How do optical aberrations affect microscopy axial resolution?

[kattie]

It is actually not a homework, but rather a paper I need to present, talking about the advance attempts to raise microscopy axial resolution.
It is said the axial resolution is usually 3 times lower than lateral. The explanation is that the lens from 1 side of focus plane can only produce a segment of spherical wavefront, and thus, making the focal spot longer than wide.
(If there were a whole spherical wavefront, the focal spot would be spherical too.)
People also have tried to get close to this spherical wavefront by introducing another lens at the opposite side of the focus plan, thus reduce the length of the focal spot. (4Pi Fluorescence microscopy - invented by http://www.mpibpc.gwdg.de/groups/hell/4Pi.htm)

However, I don´t get the idea here. Why could a segment of spherical wavefront be responsible for the longer-than-wide focal spot?

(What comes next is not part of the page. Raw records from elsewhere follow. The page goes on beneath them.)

PR #7334, opened 2022-05-02
fix: tree view menu keyboard handling

### LINKED ISSUE #7083: Composable Menu demo: tree view - not keyboard accessible
The [composable menu tree view demo](https://www.patternfly.org/v4/demos/composable-menu#composable-tree-view-menu) does not provide a way to navigate into the menu via keyboard navigation.

kmcfaul:
**What**: Closes #7083

The demo looks like it was broken when I added the KeyboardHandler to Menu, which expects the typical menu structure with menu components. I've added a property to allow a user to override the handler for custom menus and updated the demo accordingly.

There's a minor issue I'm still tracking down where toggling a tree folder somehow adds a tabindex to the group header and focuses it instead. If anyone has any ideas about this LMK.

### DIFF
--- a/packages/react-core/src/demos/ComposableMenu/examples/ComposableTreeViewMenu.tsx
+++ b/packages/react-core/src/demos/ComposableMenu/examples/ComposableTreeViewMenu.tsx
@@ -168,7 +168,7 @@ export const ComposableTreeViewMenu: React.FunctionComponent = () => {
       return;
     }
     if (menuRef.current.contains(event.target as Node) || toggleRef.current.contains(event.target as Node)) {
-      if (event.key === 'Escape' || event.key === 'Tab') {
+      if (event.key === 'Escape') {
         setIsOpen(!isOpen);
         toggleRef.current.focus();
       }
@@ -194,7 +194,7 @@ export const ComposableTreeViewMenu: React.FunctionComponent = () => {
     ev.stopPropagation(); // Stop handleClickOutside from handling
     setTimeout(() => {
       if (menuRef.current) {
-        const firstElement = menuRef.current.querySelector('li > button:not(:disabled)');
+        const firstElement = menuRef.current.querySelector('li button:not(:disabled)');
         firstElement && (firstElement as HTMLElement).focus();
       }
     }, 0);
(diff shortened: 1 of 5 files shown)


jessiehuff (commented):
Really nice catch - thanks for fixing this!

The only random comment I have is that the jump links seem connected to the wrong headers? I checked org and the surge site and didn't see this. Not quite sure why this is happening.

packages/react-core/src/demos/ComposableMenu/examples/ComposableTreeViewMenu.tsx
```diff
@@ -168,10 +169,19 @@ export const ComposableTreeViewMenu: React.FunctionComponent = () => {
       return;
     }
     if (menuRef.current.contains(event.target as Node) || toggleRef.current.contains(event.target as Node)) {
-      if (event.key === 'Escape' || event.key === 'Tab') {
+      if (event.key === 'Escape') {
```
nicolethoen, line 172: I think a comment before the `handleMenuKeys` function to explain the goals or use cases covered in this function would be super helpful.

nicolethoen (commented):
LGTM! I think just a little more context for why you wrote/needed the various helper functions in the example comments would help a lot.

kmcfaul:
Updated with some comments around the handlers. Also removed the KeyboardHandler override prop from Menu as it's no longer used.

thatblindgeye (commented):
Overall looks good! There were some things I noticed when using VO that would require a separate issue, but otherwise I think the only thing I'm noticing is some potential Tab behavior issue. Below is a video, but when I first open the toggle with keyboard and the Ready toggle button receives focus, pressing Tab causes the Ready checkbox to receive focus. If I open the menu toggle and press down arrow to place focus on the Not Ready toggle, pressing Tab results in the second tree view receiving focus. I wasn't sure if this was the expected behavior or not.

https://user-images.githubusercontent.com/70952936/166933331-802adf7d-bd13-4cdf-88db-26dd656924ab.mov

kmcfaul:
Tab is meant to go between trees in this demo, and moving the focus via the arrow keys should be updating the tabIndex so only that row (which currently includes all interactable elements in the row like the button and input) is tabbable. You can see this behavior in the Treeview checkbox example as well - where after tabbing through the first row it skips to the next interactable element after the Treeview.

nicolethoen (approved):

jessiehuff (approved):

PR #399, opened 2025-01-07
feat: replace go-redis with rueidis

nesty92:
It will be interesting to see the results of Redis with Rueidis

https://github.com/rueian/rueidis-benchmark

client_test_set_10


nesty92:
Hi @antonputra, probably this is a good v2 Redis VS Memcache with go

antonputra (approved):
thanks! i'll gie it a try

PR #403, opened 2025-01-09
Replace fastapi with robyn for raw performance

antonpetrov145:
I know it is not what the test is about but when in comes to raw performance I haven't seen better framework than Robyn. It is a relatively new framework that has Rust core, so this will benefit the tests. Also it is marvelous and very similar to fastapi in terms of syntax.

IMO main "issue" with FastAPI and other python frameworks is that we are sacrificing raw performance for ease of use and rapid development. 

So in this PR:
- lowered the python version because 3.13 is not supported yet in robyn
- adapted the endpoints to use robyn
- adapted responses to robyn syntax 

If you are good with this change I will continue to push here so all database and memcached is working as expected.

### DIFF
--- a/lessons/236/fastapi-app/Dockerfile
+++ b/lessons/236/fastapi-app/Dockerfile
@@ -1,4 +1,4 @@
-FROM python:3.13.1-slim-bookworm AS build
+FROM python:3.12.1-slim-bookworm AS build
 
 ENV PYTHONDONTWRITEBYTECODE=1
 ENV PYTHONUNBUFFERED=1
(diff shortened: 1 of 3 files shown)


antonputra (changes requested):
@antonpetrov145, thanks for the PR. I'd like to keep FastAPI as is. If you don't mind, could you please create another folder for the Robyn app or just another Python file? I already have a Starlette implementation, and I'll test FastAPI vs. Robyn vs. Starlette.

Starlette - https://github.com/antonputra/tutorials/blob/699af5dce52aa5e76a22c9a75978cbb3da78e564/lessons/232/python-app/starlette_app.py#L10

antonpetrov145:
@antonputra done, apps and files are separated

antonputra (approved):
Thanks!

PR #406, opened 2025-01-10
Use falcon host

mohammed-io:
Looks like the current version was running Iodine and Rage by default (which is not Rails + Falcon)

Screenshot 2025-01-10 at 7 16 27 PM

I have upgraded to the latest Rails version and Ruby 3.4.1 and used the recommended way of hosting it according to https://socketry.github.io/falcon/guides/deployment/index.html#configuration

Let me know if you need anything else or have questions!

Hope this helps!


antonputra (approved):
Thanks!

PR #416, opened 2025-01-28
Update 15-aws-lbc.tf

anujthedevopsguy:
when I tried this example, alb controller was not able to find the associated VPC id and throwing error. This is the fix of that issue


antonputra (changes requested):
thanks!

antonputra (approved):

PR #422, opened 2025-02-06
Fix the performance issues of teh rust application

SvetlinZarev:
# Proposed changes

1. Not speed related, but annoys me: there is no point is using `panic="abort"`, because it's not suitable for a productive webapp. I also doubt that it would give any significant speedup

2. Implement support for keep-alive. The bottleneck, at least on my machine was opening TCP connections. In the old implementation, the connectionw as closed after each request, but http clients such as apache http client, HttpUrlConnection, others, and of course the browsers, can cache the connection to the server in order to reuse it. As it turns out, opening a new TCP connections, even without TLS is quite slow. I'm also pretty sure that Golang does this out of the box, as it has a real HTTP server  unlike the toy server in the rust app.

3. Use buffered writers for writing to the stream, Some screenshots from my machine:

1. The original app
Screenshot 2025-02-06 at 20 36 56

2. After implementing keep-alive support
Screenshot 2025-02-06 at 20 38 18

3. After using buffered writer
Screenshot 2025-02-06 at 20 56 37

As you can see from the CPU graph, there is still a lot of room for improvement, but this PR at least makes the rust app competitive

### DIFF
--- a/lessons/242/rust-app/Cargo.toml
+++ b/lessons/242/rust-app/Cargo.toml
@@ -10,4 +10,3 @@ serde_json = "1.0.138"
 [profile.release]
 lto = true
 codegen-units = 1
-panic = "abort"
--- a/lessons/242/rust-app/src/routes.rs
+++ b/lessons/242/rust-app/src/routes.rs
@@ -1,5 +1,6 @@
 use crate::device::Device;
 use serde_json;
+use std::io::BufWriter;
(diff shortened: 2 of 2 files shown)


antonputra (approved):
Thank you!

melroy89:
@SvetlinZarev  where? I think you already found where. xD

PR #423, opened 2025-02-06
(bugfix) Terminate the connection even in case of keep-alive in order to be able to process more concurrent requests than available threads

SvetlinZarev:
Fix: in case of more concurrent connections that threads in the thread pool, the waiting connections will never be processed. So we terminate the currently running ines in order to rotate them.

The larger value we give to the config parameter, the better the throughput will be, but also the latency will be higher as well.

This is not suitable for productive usage, but is a requirement for this toy server in order to not block the additional connections forever during the tests.

For achieving the best performance possible, you would want to have as many threads as client connections and then set this number as high as possible


antonputra (approved):
Thank you! I'll definitely try this out.

PR #427, opened 2025-02-08
Go app HTTP and JSON alternatives

amitaid:
In the last few videos, you've compared Go's standard library with Rust, and have upgraded Rust's implementation to include libraries, though fairly standard (serde, tokio). I feel this comparison begins to be unfair in the other direction, as there are also Go community libraries that can add performance to that app.

I think a better comparison of both languages would be using the existing faster/more efficient alternatives that exist for both. In this PR I've included 3 alternative Go servers (Fiber, Gin and go/web), have replaced the JSON serializer with bytedance/sonic, added a yaml config param for server type.

These servers can probably be tuned better for performance, but I've included them mainly as suggestions for future tests. I also think Rust can be upgraded with frameworks like Actix, Axum and may_minhttp, but I'll leave it to someone who knows Rust better than me to add those.

I hope you find this useful, and use these in future comparisons.


antonputra (approved):
Thank you!

PR #428, opened 2025-02-11
Rust vs. Go (Golang): Performance (Fastest Frameworks + PostgreSQL)

antonputra:


vinhjaxt:
This is not a fair comparison, gnet does not fully support http, it is more like a network library, even if you parse the request with http standard lib, the way you build the response, it is still not practical

vinhjaxt:
Please refer to Techempower Benchmark

PR #431, opened 2025-02-11
Improve both apps for 244

SvetlinZarev:
### Proposed changes

1. Fix the processing of the COntent-Length header for the golang app. Without his change, all requests from JMeter were failing

2. Use `deadpool` instead of `bb8` as connection pool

By the way, my background is not in Physics so please make it as simple as possible. And sorry if there is a similar question already (I can´t find the search tab to look for it)

Thanks a lot.

 

[Mindscrape]

I don't really know how you get a solid angle of 4π, but as far as your question goes, lenses are not perfect, and this is just something that happens.

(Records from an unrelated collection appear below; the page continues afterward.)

PR #433, opened 2025-02-12
Don't over-allocate in 244

richardpringle:
I'm not sure if this will make a difference or not, but since the Rust seems like it gets unstable at high cpu-usage, it might.

### DIFF
--- a/lessons/244/rust-app/Cargo.lock
+++ b/lessons/244/rust-app/Cargo.lock
@@ -695,8 +695,10 @@ name = "rust-app"
 version = "0.1.0"
 dependencies = [
  "axum",
+ "bytes",
  "deadpool-postgres",
  "serde",
+ "serde_json",
  "tokio",
  "tokio-postgres",
 ]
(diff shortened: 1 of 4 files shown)


SvetlinZarev:
IMO there is no point in over-complicating it. Personally I like to see benchmarks that are as close as possible to real world usage. There is no point in cheating like most people do in techempower. 

If you want to reduce allocations either use `Cow` and get rid of the custom `Json<T>` impl. It's just unnecessary complexity

antonputra (approved):
Thank you for the PR, I'll compare your implementation as well, just to see if there is any difference.

LtdJorge:
I originally chose to go with Box<str> because in a real use case, you would not have static strings for the addresses, you’d probably get them from the DB or API or something like that. So there would have to be an allocation at some point.

If there was only one device retrieved and that was the only one served, then there would only be one allocation, and many ‘static references to it. However, by returning the same static string every time, there zero allocations, and I had that idea at first but discarded it because it seemed more like a “drag racing” trick for benchmarking than a real thing 😅

SvetlinZarev:
I agree. 

On the other hand, the golang app does not allocate new strings on each request and works as if using `&'static str` in rust.

I wonder how much the golang perf would suffer if it was allocating

PR #113, opened 2015-11-13
application: Don't use an appdata() requires if the package name is k…

mlandres:
…nown

The need for guessing the `appdata(SOME_UNIQ_STRING)` provides, which may or may not have been inserted into a package providing application data, could be avoided by using the <pkgname> hint, if provided by the application metadata.

Todo: For installed application one could lookup the package that installed the appdata.xml rather than guessing it's provides. With this, extra appdata-provides in packages  could be superfluous.

### DIFF
--- a/ext/repo_appdata.c
+++ b/ext/repo_appdata.c
@@ -107,6 +107,7 @@ struct parsedata {
   int flags;
   char *desktop_file;
   int havesummary;
+  Id require;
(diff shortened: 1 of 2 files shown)


mlandres:
Obsoleted by 24e0c4f8acae65006dda641aba82a7916e17c03a ...

PR #123, opened 2016-02-08
Support getting headers from rpmdb via librpm

ffesti:
instead of opening the database directly.

This comes with some speed penalty as the header is loaded first and then reassembled to binary form. I am also working on the second step to actually use librpm to access the header which should get most of this speed back.

### DIFF
--- a/ext/repo_rpmdb.c
+++ b/ext/repo_rpmdb.c
@@ -39,6 +39,11 @@
 # endif
 #endif
 
+#ifdef ENABLE_RPMDB_BYRPMHEADER
+#include <rpm/rpmts.h>
+#include <rpm/rpmmacro.h>
+#endif
+
 #include "pool.h"
 #include "repo.h"
 #include "hash.h"
@@ -1053,10 +1058,13 @@ struct rpmdbstate {
 
   RpmHead *rpmhead;	/* header storage space */
   int rpmheadsize;
-
+#ifdef ENABLE_RPMDB_BYRPMHEADER
+  rpmts ts;
+#else
   int dbopened;
   DB_ENV *dbenv;	/* database environment */
   DB *db;		/* packages database */
+#endif
   int byteswapped;	/* endianess of packages database */
   int is_ostree;	/* read-only db that lives in /usr/share/rpm */
 };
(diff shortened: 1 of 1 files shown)


jsilhan:
FYI @j-mracek tested this with DNF. First DNF transaction succeeds, then it hangs on first item of RPM transaction. Probably it does not close rpmlib correctly when fetching the data.

@ffesti , this should work with BDB and newrpmdb rpm backend, right?

j-mracek:
The transaction freezes nearly always appear with install or remove of acpi package. I would recommend to used acpi package for a testing cases.

j-mracek:
The libsolv version that includes this pullrequest can be downloaded from this location: http://koji.fedoraproject.org/koji/taskinfo?taskID=13373978

mlschroe:
(I just glanced at the commit, so this might be wrong. But isn't there some code missing that calls rpmtsFree and thus closes the db again?)

ffesti:
Yup. Looks like this line didn't make it when refactoring out this commit. Added.

jsilhan:
@j-mracek, retest this please :)

j-mracek:
@ffesti @jsilhan Unfortunately same problem. Here are the new rpms: http://koji.fedoraproject.org/koji/taskinfo?taskID=13381625

ignatenkobrain:
any news here? Should I test it?

ignatenkobrain:
@ffesti could you rebase this PR?

Conan-Kudo:
@ffesti Could you _please_ rebase this PR? It may fix #227.

pmatilai:
@ffesti ping, this is getting more and more important now that we have multiple database backends in rpm. It'd be nice to be able to dogfood those alternative dbs but that's not possible with dnf atm, because of this.

pmatilai:
Here's a rebased version with a bunch of other necessary fixes (explained in commit message):
http://laiskiainen.org/tmp/0001-Support-getting-headers-from-rpmdb-via-librpm-1.patch

There are certainly rough edges there still etc, but with this patch + a small kludge to libdnf, the basic smoketest of dnf install to a chroot and querying the result with an alternative rpmdb backend configured passes.

As for performance, on my laptop's with an rpmdb of ~3300 packages, rpmdb2solv takes 0.78s with the libsolv direct BDB implementation, 1.02s with the librpm patch. So it's not exactly a huge difference, compared to not working at all. 

I also did a rough-cut version that uses librpm's header code to eliminate overhead from conversions, that gets it down to 0.90s for the same data. It's not entirely functional so take that with a grain of salt for now.

pmatilai:
And now that I got it working for the same dnf smoketest, here's the other version that adds support for using librpm code for both rpmdb and header access, gaining back about half of the lost time (ie that 0.90s version):
http://laiskiainen.org/tmp/0001-Support-using-librpm-for-header-and-database-access-1.patch

I'm not suggesting either of these for merging as-is, this is just for testing and discussion purposes.

The amount of code duplication in the header-and-database version is intolerable, but there's quite a bit of that in the earlier version too, and the earlier version gets really hard to read with the #ifdef's. There are a number of ways to reduce the duplication and clean it all up, but before putting more effort into it I'd like some feedback on the direction:

@mlschroe , to what extent you want the local libsolv implementations to be preserved as alternatives? I can kinda understand not wanting to link to librpm on non-rpm distros but those wouldn't need rpmdb support I think. So one possible cutting line could be always using librpm code for headers + rpmdb access if rpmdb support is built in, and leave the libsolv header implementation there for non-native rpm distros but drop the local BDB reading code. Of course the BDB code can be preserved there too, but there's more work to refactor + abstract then.

Conan-Kudo:
@mlschroe Ping? Could you please respond to @pmatilai's query?

Conan-Kudo:
@mlschroe ping?

Conan-Kudo:
@mlschroe pingy ping?

Conan-Kudo:
@mlschroe 

Could you please take a look at @pmatilai's proposed patch (either in the link in his comment, or look at #235 for the PR version) and respond to his comment?

There's now at least two independent efforts to try to use RPM with a non-BDB database (this one and #251).

In addition, my understanding is that generally speaking, things should not be accessing the rpmdb directly as librpm is really the only "stable interface".

Without a fix for this, Fedora [can't change the rpmdb format](https://fedoraproject.org/wiki/Changes/NewRpmDBFormat), and Photon had to chainsaw in support for LMDB to switch to that.

We want to move away from BDB to _something_ supported, and we can't while we don't know how to proceed.

mlschroe:
I don't have much spare time for libsolv time at the moment. I will be busy next week, but I'll try to review/merge after that.

mlschroe:
Please give commit ae214a654c4c0f3b43ca763e70bde4793d00422a a try!

pmatilai:
Awesome, thanks @mlschroe ! Running it on my system now (including the couple of later fixes) and basics seem okay. 

Now to hunt down the other places that make assumptions about rpmdb format/name, for example libdnf (https://github.com/rpm-software-management/libdnf/issues/362)

ignatenkobrain:
@pmatilai unfortunately even now, libsolv has to guess rpmdb name as well (in order to check whether something changed or not). So there is still some problem in libsolv.

DNF/libdnf part should not be a problem since it doesn't cache it.

PR #133, opened 2016-04-21
Define architectures for debian based distros

dburm:
Add debian architecture list


mlschroe:
I'm doing this a bit different with the latest commit. If the architecture is not known, libsolv will no longer use "" as arch policy, but allow the specified arch. This means, the archpolicies array no longer needs to include arch -> arch mappings, so your commit is no longer necessary.

I'm currently not sure if I should make that archpolicies array disttype specific, as I don't think it is needed for debian (and maybe it is even harmful).

PR #134, opened 2016-05-16
CMakeLists.txt: fix MAN_INSTALL_DIR

maxinbjohn:
It checks ${CMAKE_INSTALL_PREFIX}/share/man when configure, but it may
not exist when crosscompile, for example, when CMAKE_INSTALL_PREFIX="/",
it is OK, but when CMAKE_INSTALL_PREFIX="/some/path/else", then it
doesn't exist, and the man dir would be set to "/usr/man" which is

So there are a lot of things that contribute to a non-perfect lens, such as spherical aberration (what you are talking about). Most of the effects, comas, airy effects, etc. can be reduced by using aspheric lenses and making everything as paraxial as possible, but at a certain point there is not much else you can do.

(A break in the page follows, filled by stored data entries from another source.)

PR #144, opened 2016-07-19
Enable libsolv shared library, enable bz2/xz compression support

Conan-Kudo:
When @M0ses and I started working on building libhif on openSUSE, we encountered issues linking libsolv with libhif because libxml2 symbols weren't resolving, and we were missing bzip2 and xz compression support.

This pull request resolves these issues.

### DIFF
--- a/package/libsolv.changes
+++ b/package/libsolv.changes
@@ -1,4 +1,15 @@
 -------------------------------------------------------------------
+Tue Jul 19 09:28:15 UTC 2016 - ngompa13@gmail.com
+
+- Enable libsolv shared library package to fix linking issues
+  with libxml2 and compression libraries
+
+-------------------------------------------------------------------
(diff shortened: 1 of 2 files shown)


mlschroe:
Why would we want libhif in openSUSE?

mlschroe:
There must be a better way to fix the linking issues. We use static linking of libsolv on purpose.

Conan-Kudo:
@mlschroe We want to use it for the rpm engine for snapcraft so that there's a common engine for all major RPM based distributions.

Why do you use static linking of libsolv? That said, this PR doesn't disable the static library.

In any case, I would imagine that static libsolv would need static libxml2, zlib, bzip2, and xz linked into its archive, rather than whatever it's doing now.

Conan-Kudo:
Closed in favor of #195.

PR #148, opened 2016-07-20
Also scan /usr/share/metainfo for appdata files

badshah400:
According to the updated [appstream specification](https://www.freedesktop.org/software/appstream/docs/sect-Metadata-Application.html) :

>Applications are a special case here, because they are usually treated differently by software centers (and also for historical reasons). If your metainfo file covers only an application, as described in the AppData section, install it as /usr/share/metainfo/%{id}.appdata.xml.
>
>The /usr/share/appdata/ path must be scanned by AppStream tools as well, to support legacy applications installing metadata there. For new software components, it is advised not to use this directory. 

This PR ensures libsolv also scans the /usr/share/metainfo directory for appstream files in addition to the (now legacy) dir /usr/share/appdata supported currently.

### DIFF
--- a/examples/solv/repoinfo_system_rpm.c
+++ b/examples/solv/repoinfo_system_rpm.c
@@ -27,7 +27,8 @@
 # define PRODUCTS_PATH "/etc/products.d"
 #endif
 #ifdef ENABLE_APPDATA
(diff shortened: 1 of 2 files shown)


badshah400:
See also https://bugzilla.opensuse.org/show_bug.cgi?id=989830

PR #164, opened 2016-11-28
Fbsd compat

roman-neuhauser:
*   let users define PKGCONFIG_INSTALL_DIR
    
    FreeBSD wants *.pc files in ${PREFIX}/libdata/pkgconfig,
    ${PREFIX}/lib/pkgconfig is not good eanough a configuration point.

*   let users override MAN_INSTALL_DIR
    
    this makes the build more cooperative with FreeBSD ports:
    FreeBSD wants man pages in ${PREFIX}/man, yet ${PREFIX}/share/man
    exists in the staging area as well for some reason.  i'm too lazy
    to chase the cause, esp. as the copout means more freedom to users.


mlschroe:
Thanks!

PR #186, opened 2017-03-10
installcheck: Fix noarch id setting

a-evseev:
pool_setarch calls also pool_setarchpolicy which uses value of noarchid,
but at the time when pool_setarch is called, noarchid is set to default
value, and this leads to unresolvables for repos, other than RPM (using
`all` or `any` instead of `noarch`).

I'm not sure if pool arch must be set before adding repos, so this is not very clean solution - pool_setdisttype and pool_setarch will be called for every loaded metadata file.

### DIFF
--- a/tools/installcheck.c
+++ b/tools/installcheck.c
@@ -93,8 +93,6 @@ main(int argc, char **argv)
 
   arch = argv[1];
   pool = pool_create();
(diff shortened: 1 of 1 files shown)


a-evseev:
Looks like this breaks installcheck completely :-(

PR #196, opened 2017-05-09
Fix reading 64bit integer values from RPM header

jrohel:
I tried fix DNF (https://bugzilla.redhat.com/show_bug.cgi?id=1300801) and found that bug is in libsolv.
The result of << and | must be cast to "unsigned". Or we get really bad result for some values.

Btw: Why libsolv reimplement librpm instead of using it?


Conan-Kudo:
@jrohel Presumably, it was done for speed. @ffesti gave a shot at moving it to use librpm in #123, and that's the proper solution, really. If it doesn't, then it's impossible to use any libsolv based resolver with RPM's non-BDB based rpmdb backends.

mlschroe:
It's because tools like OBS just need to read rpm headers and there's no need to pull in all libraries needed by librpm for that.

mlschroe:
Thank you for hunting that one down!

PR #209, opened 2017-05-25
_GNU_SOURCE should be defined before including any headers

jon-turney:
per https://www.gnu.org/software/libc/manual/html_node/Feature-Test-Macros.html
"These directives must come before any #include of a system header file."

This actually causes a problem when compiling with newlib headers.


mlschroe:
Thanks!

PR #141, opened 2016-07-01
build: use GNUInstallDirs

ignatenkobrain:
Closes: #128
Signed-off-by: Igor Gnatenko ignatenko@redhat.com

PR #211, opened 2017-06-05
Fixes for building with newlib/cygwin

jon-turney:


mlschroe:
I seem to remember that the cmake folks consider it bad style to include the prefix with the DESTINATION. Would `RUNTIME DESTINATION bin` also work?

ignatenkobrain:
@mlschroe it will, because it is completely same (but still I would rather do #141)

jon-turney:
> I seem to remember that the cmake folks consider it bad style to include the prefix with the DESTINATION. Would RUNTIME DESTINATION bin also work?

Makes sense. Done.

PR #219, opened 2017-08-06
Add missing definitions to libsolv for Mageia

Conan-Kudo:
This PR adds the missing definitions to libsolv to make it behave as expected on Mageia (that is, like it does on Fedora). This includes adjustments to the example `solv` tool as well as enabling codepaths previously guarded out for only Fedora, despite also applying to Mageia now.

Phase contrast imaging is pretty good, and the resolution can get pretty close to the wavelength limit. For imaging at sub-wavelength limits, I have no idea how it works. What is your background in?

 

[kattie]

I major in Biology, and that´s why we have to study about microscopy.
So now I should learn about "spherical abberation"? :D

 

[mgb_phys]

The axial and lateral resolution are different properties.

Focusing brings a bunch of rays together into an approximate spot - called the 'circle of least confusion' in optics. Objects slightly in front of and slightly behind the best focus are also almost in focus. This is the depth of field in photography - otherwise when you took a photograph only an infinitely thin layer would be in focus.
You try and design microscope lenses to have as small a depth of field as possible (a side effect is that this is also the design that collects the most light) but because the sample is slightly transparent an area infront of and behind will also be in focus.
The way to reduce this is confocal microscopy where you also use a lens to focus the illumination in a thin in-focus layer.

Lateral resolution is where two points on the image are just far enough apart not to be a single blur. Again this is due to optical aberations not bringing the light from slightly different directions into the same place = the 'circle of confusion' not being a perfect point.
This is reduced by reducing sphericla abberation and other geometric optical effects.